<font color= #0cc754> <h1 align = "center">Digit Recognition with Deep Neural Networks</h1>


## <font color= #0cc754> Table of CONTENTS </font>

1. [Introduction](#1)
2. [Library Imports](#2)
3. [Reading and Preparing the Data](#3)
4. [The Model](#4)
    1. [Training the Model](#4.1)
    2. [Evaluating the Model](#4.2)
5. [Hyperparameter tuning the Model](#5)
6. [Convolutional Neural Network](#6-convolutional-neural-network)

<a id="1"></a>
## <font color= #0cc754> 1. Introduction </font>


This notebook is an organized way for Project 3: Digit recognition (Part 2) of the Course I took online in 2024 from MITx called `Machine Learning with Python-From Linear Models to Deep Learning`. This notebook isn't a solution, but instead based on that project.

Our goal is to implement a neural network to classify MNIST digits, a rather famous database of handwritten digits. We are going to use the PyTorch library for this purpose. We are going to Hyperparameter tune it using Bayesian Optimization. At the end we are going to use a Convolutional Neural Network (CNN) to do the same task.

<a id="2"></a>
## <font color= #0cc754> 2. Library Imports </font>


In [26]:
import pickle, gzip, numpy as np
from sklearn.model_selection import train_test_split
import torch
from torch.utils.data import DataLoader, TensorDataset
import torch.optim as optim
import torch.nn as nn
from hyperopt import fmin, tpe, hp, Trials, STATUS_OK
import torch.nn.functional as F
from tqdm import tqdm

<a id="3"></a>
## <font color= #0cc754> 3. Reading and Preparing the Data </font>


 We need to load the data from the file mnist_data.pkl.gz and split it into training,  validation and test sets.

In [27]:
with gzip.open('./data/mnist_data.pkl.gz', 'rb') as f:
    train_set, valid_set, test_set = pickle.load(f, encoding='latin1')

X_train, y_train = train_set
X_valid, y_valid = valid_set
X_test, y_test = test_set
X_train=np.vstack((X_train,X_valid))
y_train=np.hstack((y_train,y_valid))


To release memory and split the train dataset we do

In [28]:
del train_set, valid_set, test_set, X_valid, y_valid

X_train, X_dev, y_train, y_dev = train_test_split(X_train, y_train, test_size=0.2, random_state=42, 
                                                 shuffle=True)


In [29]:
X_train.shape

(48000, 784)

Next we convert our arrays into Pytorch tensors and batchify it for better efficience in the training process of our Neural Network

In [30]:
train_x_tensor = torch.tensor(X_train, dtype=torch.float32)
train_y_tensor = torch.tensor(y_train, dtype=torch.long)
dev_x_tensor = torch.tensor(X_dev, dtype=torch.float32)
dev_y_tensor = torch.tensor(y_dev, dtype=torch.long)
test_x_tensor = torch.tensor(X_test, dtype=torch.float32)
test_y_tensor = torch.tensor(y_test, dtype=torch.long)

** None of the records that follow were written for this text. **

PR #640, opened 2023-12-14
Bring-your-own logger

jpage-godaddy:
## Summary

Gasket's logging infrastructure comprises two main parts:

1. `@gasket/plugin-log`: Manages lifecycle timing and executes the `logTransports` hook for adding extra transports to the logger configuration.
2. `@gasket/log`: Implements logging using Diagnostics (Client-side) and Winston (Server-side).

While these components work together to initialize `gasket.logger`, not all applications utilize them. Additionally, despite Winston's prevalence, we need to be aware of the numerous logging libraries in the ecosystem when adopting Gasket.

### Updates

- Create a new `@gasket/plugin-logger` to replace `@gasket/plugin-log`
- Create `@gasket/plugin-winston` to customize the default logger
- Include the new logger plugin by default
- Add a per-request logger with updateable metadata
- Update the default redux logger to use the per-request logger
- Update presets to use the winston logger

## Test Plan

Added/updated unit tests.


agerard-godaddy (commented):
I left some initial comments/questions - Obviously this is going to have some breaking changes so we will need to incorporate into our next major release.

packages/gasket-plugin-express/lib/index.js
```diff
@@ -48,6 +48,13 @@ module.exports = {
       const { root, express: { routes } = {}, http2, middleware: middlewareConfig } = config;
       const excludedRoutesRegex = config.express && config.express.excludedRoutesRegex;
       const app = http2 ? require('http2-express-bridge')(express) : express();
+      const conditionallyUse = (...middleware) => middleware.forEach(mw => {
```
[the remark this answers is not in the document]
jpage-godaddy: Renamed; hopefully is clearer now.

packages/gasket-plugin-express/lib/index.js
```diff
@@ -66,12 +73,20 @@ module.exports = {
...
 
-      if (excludedRoutesRegex) {
-        app.use(excludedRoutesRegex, cookieParser());
-      } else {
-        app.use(cookieParser());
+      function attachLogEnhancer(req) {
+        req.logger.metadata = metadata => {
+          req.logger = req.logger.child(metadata);
+          attachLogEnhancer(req);
+        };
```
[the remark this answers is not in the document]
jpage-godaddy: The idea behind this is that logging context can be added incrementally. You may have an auth middleware that adds details about the caller's groups and a later middleware that adds, say, a product ID. This is implemented by returning a child logger each time. Each created child logger needs a `metadata` method for creating the next one.

packages/gasket-plugin-express/lib/index.js
```diff
@@ -66,12 +73,20 @@ module.exports = {
...
       }
 
+      conditionallyUse((req, res, next) => {
+        req.logger = gasket.logger;
+        attachLogEnhancer(req);
+        next();
+      });
```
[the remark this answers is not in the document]
jpage-godaddy: I'm cool with that approach

packages/gasket-plugin-logger/README.md
```diff
@@ -0,0 +1,48 @@
...
+  [level: string]: (...args: Array<any>) => void,
+  child: (metadata: Object) => Logger,
+  close?: () => Promise<void> // Optional
+}
+```
+
+The `level` keys are the log levels that your logger supports. The values are functions that accept any number of arguments and write them to the log. Your logger must support, at minimum, the following levels:
+
+- `error`
+- `warn`
```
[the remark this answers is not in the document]
jpage-godaddy: I was thinking about the use case of pino which doesn't have the ability to customize levels from what I can tell. Winston comes with log levels [that match npm](https://github.com/winstonjs/winston#logging-levels), and IMO it's been a frequent gotcha where the documentation for winston doesn't make it clear whether `warn` or `warning` is correct.

We could potentially wrap the pino logger, but then it kind of feels like we're getting in the way for developers using pino that want to actually use pino. Perhaps there can be a gasket shim that monkey patches loggers?

packages/gasket-plugin-logger/src/index.ts
```diff
@@ -0,0 +1,89 @@
+/* eslint-disable no-console */
+/* eslint-disable spaced-comment */
+
+///<reference types="@gasket/plugin-command"/>
```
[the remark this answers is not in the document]
jpage-godaddy: I'd be interested in understanding what downsides there are to authoring in TypeScript. We frequently have to fix up `.d.ts` files because they're disconnected from the actual code. Generating the `.d.ts` from TypeScript is a better way to ensure that they're correct. Also, having TypeScript validation of usage of core plugins is better than a developer honor system.

> adds some unnecessary churn for developing core plugins

Do you have an example of some of this churn?

packages/gasket-plugin-winston/src/index.ts
```diff
@@ -0,0 +1,77 @@
...
+        if (Array.isArray(transportOrTransports)) {
+          configTransports = transportOrTransports;
+        } else {
+          configTransports = [transportOrTransports];
+        }
+      } else {
+        configTransports = [new transports.Console()];
+      }
+
+      const pluginTransports = await gasket.exec('logTransports');
```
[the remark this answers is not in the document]
jpage-godaddy: I suppose it's not completely necessary, but it does make the purpose of the lifecycle more clear for those browsing the docs.

packages/gasket-plugin-logger/src/index.ts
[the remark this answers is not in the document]
agerard-godaddy: The biggest benefit is having the code that you write being the code that is executed. WIth TS, a build step is necessary to transpile to working JS. When developing locally, sure you can set up a build watcher with plugin code linked into an app. That helps, but it does not if you're trying work with a debugger. It's natural to set breakpoints in your working code, not transpiled code. Additionally, debugging or just reading the executed code is helpful if you're trying to help someone debug a problem over a call. If it's in TypeScript, going to a function definition takes you to a `.d.ts` file which is usually not helpful.

As far as churn, we struggled with the TS configs in two different monorepos with apps and plugins. Maybe friction is a better term for it. It's hard to point you to an example without an active repro case now as we did get it sorted out. It wasn't fun, though, and I'd prefer to avoid it.

I do appreciate types. Don't get me wrong. However, TypeScript types of core plugins are only helpful if the consuming app is using them, with TypeScript otherwise getting in the way during debugging and linking in development. I think there is some middle ground of using JSDocs with TypeScript for our core plugins alluded to in [this article](https://devclass.com/2023/05/11/typescript-is-not-worth-it-for-developing-libraries-says-svelte-author-as-team-switches-to-javascript-and-jsdoc/).

packages/gasket-plugin-winston/README.md
```diff
@@ -0,0 +1,177 @@
+# @gasket/plugin-winston
+
+Adds a [winston] logger instance to your Gasket instance.
```
agerard-godaddy, line 3:
```suggestion
Set up a [winston] logger instance for the Gasket logger.
```

packages/gasket-preset-api/package.json
```diff
@@ -27,7 +27,9 @@
     "@gasket/plugin-https": "^6.45.0",
     "@gasket/plugin-lint": "^6.45.0",
     "@gasket/plugin-log": "^6.45.0",
-    "@gasket/plugin-swagger": "^6.45.0"
+    "@gasket/plugin-logger": "^6.43.0",
+    "@gasket/plugin-swagger": "^6.45.0",
+    "@gasket/plugin-winston": "^6.43.0"
```
agerard-godaddy, line 32: So, we don't need both the old `log` and the new `logger`. But given `logger` will be a default plugin of the CLI, neither of these should be in the preset. Only `winston` makes sense to add.

packages/gasket-preset-nextjs/package.json
```diff
@@ -23,9 +23,11 @@
     "@gasket/plugin-express": "^6.45.0",
     "@gasket/plugin-https": "^6.45.0",
     "@gasket/plugin-log": "^6.45.0",
+    "@gasket/plugin-logger": "^6.43.0",
```
agerard-godaddy, line 26: See previous comment - we do not need these as preset plugins.

packages/gasket-typescript-tests/test/log.spec.ts
```diff
@@ -24,9 +24,8 @@ describe('gasket/log', function () {
       logger.emerg('message');
       logger.error('message');
       logger.info('message');
-      logger.warning('message');
+      logger.warn('message');
```
agerard-godaddy, line 27: So, are we keeping `@gasket/log` around? Or is it no longer necessary and going away with the `log` plugin?

If we are keeping it (and I don't know that we should) then it would need to confirm to the minimum log levels changes.

packages/gasket-log/test/client.test.js
```diff
@@ -23,7 +23,7 @@ describe('Log', function () {
 
   it('has logger for each level', function () {
     // had to change from process.stdout "write" to get passing test
-    const write = jest.spyOn(console, 'log').mockImplementation(msg => msg);
+    const write = jest.spyOn(console, 'log').mockImplementation((msg) => msg);
```
agerard-godaddy, line 26: Are we going to keep `@gasket/log`? If not, we need a ticket to remove it if it's not going to be included in this PR.

Same for removing `@gasket/plugin-log`.

packages/gasket-plugin-logger/lib/index.js
```diff
@@ -0,0 +1,73 @@
...
+      throw new Error(`Logger is missing required level: ${level}`);
+    }
+  });
+}
+
+module.exports = {
+  name,
+  hooks: {
+    async init(gasket) {
+      const loggers = await gasket.exec('createLogger');
```
mmason2-godaddy, line 30: 👍

packages/gasket-plugin-winston/README.md
```diff
@@ -0,0 +1,177 @@
...
+    ]
+  }
+}
+```
+
+## Lifecycles
+
+### logTransports
+
+To add custom logger transports, you can also hook the `logTransports` lifecycle and return a transport or an array of transports you wish to add to the logger. Here's an example gasket config and a hook that uses that config to add a FluentD traport:
```
mmason2-godaddy, line 115:
```suggestion
To add custom logger transports, you can also hook the `logTransports` lifecycle and return a transport or an array of transports you wish to add to the logger. Here's an example gasket config and a hook that uses that config to add a FluentD transport:
```

packages/gasket-typescript-tests/test/log.spec.ts
mmason2-godaddy: Seems like we won't need `gasket/log` anymore?

mmason2-godaddy:
Closing with a ticket to explore a similar approach

mmason2-godaddy:
Yeah wrong tab meant to close a different PR 🤦‍♂️

packages/gasket-plugin-intl/lib/configure.js
```diff
@@ -7,7 +7,7 @@ const moduleDefaults = {
   excludes: ['cacache', 'yargs', 'axe-core']
 };
 
-const isDefined = o => typeof o !== 'undefined';
+const isDefined = (o) => typeof o !== 'undefined';
```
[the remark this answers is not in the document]
kbader-godaddy: Yeah I think these are some prettier defaults.

kbader-godaddy:
> I'm excited for this change. Didn't see anything glaring but I would like to confirm - we will no longer need `gasket/log` correct?

That is correct.

CODEOWNERS
```diff
@@ -6,7 +6,6 @@
 
 /packages/gasket-cli/                       @indexzero, @kinetifex
```
agerard-godaddy, line 7: The codeowners file needs an overhaul. I think you may need to leave it alone in this PR and we're clean up later

packages/gasket-plugin-morgan/README.md
```diff
@@ -53,7 +51,7 @@ Defaults:
 module.exports = {
   plugins: {
     add: [
-      '@gasket/plugin-log',
+      '@gasket/plugin-logger',
```
agerard-godaddy, line 54: With logger now built-in, I don't think we need to show it being added in the examples.

packages/gasket-plugin-winston/README.md
```diff
@@ -115,18 +108,18 @@ module.exports = {
...
-   configured against the `fluentd` endpoint in the current environment.
+### winstonTransports
 
-For these scenarios the `@gasket/log` plugin exposes a `logTransports` hook:
-
-**`gasket.config.js`**
+To add custom logger transports, you can also hook the `winstonTransports`
+lifecycle and return a transport or an array of transports you wish to add to
+the logger. Here's an example gasket config and a hook that uses that config to
+add a FluentD traport:
```
mmason2-godaddy, line 118:
```suggestion
add a FluentD transport:
```
`transport`?

kbader-godaddy: _Oh yeah, you know, the traports_

packages/gasket-plugin-morgan/README.md
kbader-godaddy: DOH, missed this one.

agerard-godaddy (approved):

jpina1-godaddy (approved):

train_dataset = TensorDataset(train_x_tensor, train_y_tensor)
dev_dataset = TensorDataset(dev_x_tensor, dev_y_tensor)
test_dataset = TensorDataset(test_x_tensor, test_y_tensor)


batch_size = 32
train_loader = DataLoader(train_dataset, batch_size=batch_size, shuffle=True)
dev_loader = DataLoader(dev_dataset, batch_size=batch_size, shuffle=False)
test_loader = DataLoader(test_dataset, batch_size=batch_size, shuffle=False)

<a id="4"></a>
## <font color= #0cc754> 4. The Model </font>


We define a simple Neural Network, so we have a reasonably fast training time. The output should be of size 10, since we are trying to predict 10 classes (the digits 0-9)

In [31]:
model = nn.Sequential(
            nn.Linear(784, 10),
            nn.ReLU(),
            nn.Linear(10, 10),
        )
lr=0.1
momentum=0

<a id="4.1"></a>
### <font color= #0cc754> 4.1 Training the Model </font>


Now we train the Neural Network ( the model), computing the test accuracy and Loss. We, as well, keep track of the validation set accuracy and Loss.

In [32]:
criterion = nn.CrossEntropyLoss()
optimizer = optim.SGD(model.parameters(), lr=lr, momentum=momentum)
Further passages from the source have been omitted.